PR #1300, opened 2026-06-22
fix(connect-config): omit server auth header under OAuth login for all IDEs (gateway injects egress)

go-faustino:
## Summary

Follow-up to #1224 (per-server OAuth `client_id` login). When a server resolves an OAuth client id (`useOAuthLogin`), the gateway does two things: it runs the IDE OAuth/PKCE login **and** injects the server's stored egress credential upstream server-side. The client should therefore only authenticate to the gateway — it must not send the upstream server's `Authorization`/API-key header.

But the Connect dialog still emitted a client-side server-auth header for any `auth_scheme` server, even in OAuth-login mode:

```jsonc
{
  "mcpServers": {
    "my-server": {
      "url": "https://gw/my-server/mcp",
      "headers": { "Authorization": "Bearer [YOUR_SERVER_AUTH_TOKEN]" },  // ← wrong in OAuth-login mode
      "auth": { "CLIENT_ID": "mcp-gateway" }
    }
  }
}
```

The client forwards that placeholder verbatim, which collides with the gateway-injected egress credential and breaks the connection. Users have to manually delete the header.

## Fix

Drop the server-auth header **whenever an OAuth client id is configured (`useOAuthLogin`)**, across every IDE surface that emits it — not just Cursor:

| IDE | Before (OAuth-login deployment) | After |
|-----|----------------------|-------|
| Cursor (JSON) | `headers.Authorization` + `auth.CLIENT_ID` | `auth.CLIENT_ID` only, no `headers` |
| Roo Code (JSON) | `headers: { X-Authorization, Authorization }` | `headers: { X-Authorization }` (keeps gateway token) |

------------------------------

**EXERCISE AIM**
Return each line from the material that includes the string "Cursor".

**OUTPUT FOR THIS TASK**
Drop the server-auth header **whenever an OAuth client id is configured (`useOAuthLogin`)**, across every IDE surface that emits it — not just Cursor:
| Cursor (JSON) | `headers.Authorization` + `auth.CLIENT_ID` | `auth.CLIENT_ID` only, no `headers` |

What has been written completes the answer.